Willy Loman seals his own misery, as it were, when he says of Biff’s directionless existence: “Biff Loman is lost. In the greatest country in the world a young man with such—personal attractiveness gets lost.” But if Biff is in the greatest country in the world, and could therefore have whatever he liked, so too could Willy. In a democratic meritocracy where success is worshipped as a god, failures such as he have few psychological defenses left to them. Willy has reached the time of life when his failure is unmistakably clear and irreversible. Disappointment and self-loathing, Miller implies, are the inescapable reverse of the coin of success. But even had he been successful according to his own criteria, he would not have been satisfied because of the shallowness of his criteria, which are those of the American dream.
This is not to say that a society in which everyone occupied precisely the place ascribed to him by birth—hardly possible in the modern world in any case—would be better, even though it would avoid bouyant America’s particular categories of success and failure. It would have other miseries; and the demand for the establishment of a meritocracy would soon arise in such a society, which would bring in its train the pains of failure as well as the pleasures (and disappointments) of success.
Both Williams and Miller took pains to draw attention to the existential limitations of human life, to which the American dream is not, in their view, an adequate response. The fact that there is not a better one, deep religious conviction aside (which most Americans do not have, polls of belief in God and church attendance notwithstanding), only makes matters worse. It is therefore natural that these existential limitations should have been pointed out by acute and reflective writers precisely at a time of general optimism, for when palpable dissatisfactions arise from specific circumstances—war, economic depression, epidemics and so forth—the illusion is possible that, once the circumstances improve, life will become free of dissatisfactions. It never will, of course, which is perhaps why the best of times, as some writer once said, can also be the worst of times. It is bitter indeed to come close enough to bliss to smell it but not to taste it.

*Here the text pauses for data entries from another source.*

PR #4046, opened 2025-06-02
Feat/Card ID special field

Luc-Mcgrady:
ref: https://forums.ankiweb.net/t/add-a-new-special-field-replacement/51725/12?u=sorata

image

### DIFF
--- a/rslib/src/notetype/render.rs
+++ b/rslib/src/notetype/render.rs
@@ -183,6 +183,8 @@ impl Collection {
             .or_insert_with(|| flag_name(card.flags).into());
         map.entry("Card")
             .or_insert_with(|| template.name.clone().into());
+        map.entry("CardID")
+            .or_insert_with(|| card.id.clone().to_string().into());
 
         Ok(())
     }


bryanboateng:
Hey @Luc-Mcgrady, I have a question.
In the code base above the `add_special_fields` function there is a comment that states:

```rust
/// Add special fields if they don't clobber note fields.
/// The fields supported here must coincide with SPECIAL_FIELDS in
/// notetype/mod.rs, apart from FrontSide which is handled by Python.
```

To me that reads that any field added to the `add_special_fields` function also needs to be in `SPECIAL_FIELDS`.
You didn't add `"CardID"` to `SPECIAL_FIELDS`. Is that intentional? If so, why?

Luc-Mcgrady:
Well spotted! Seems like an oversight to me. I'll try and add a test for the future.

bryanboateng:
I can also add it. Though writing the test will take me a bit longer than you.

Luc-Mcgrady:
Too late :sweat_smile:

bryanboateng:
No problem, thanks for the fix!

Doctor Johnson had it right:
Life is not long, and too much of it should not be spent in idle deliberation how it shall be spent: deliberation, which those who begin it by prudence, and continue it with subtlety, must, after long expense of thought, conclude by chance. To prefer one mode of life to another, upon just reasons, requires faculties which it has not pleased our Creator to give us.

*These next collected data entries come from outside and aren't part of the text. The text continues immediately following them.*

Issue #4036, opened 2025-05-27
Add a "web" translation module for docs & landing page


soleuniverse101:
As I understand, there are currently only 2 modules for translations : `core` and `qt`.

I'm suggesting creating a third one that would be named `web`, which would contain translation strings related to Anki's landing page (see this ) and for its docs, which are not always up to date AFAIK (for example the French one isn't even in the same format). Note that I thought of this 

I'm making this issue because I'm not sure if that's the best option, given the fact that docs are significant in size

soleuniverse101:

But how do we translate such theoretical wisdom into practice? (Not by attending the great plays of Williams and Miller, to be sure. But who would want to miss them?) Perhaps it is enough to know that if good times need not make us happy, bad times need not make us despair. There is energy and opportunity, after all, in crisis and even in fear. As anyone who has faced danger can tell you, it has the merit of obliterating for a time the existential questions that torment but have no answer. That, after all, is why war correspondents often become war-junkies, not playwrights.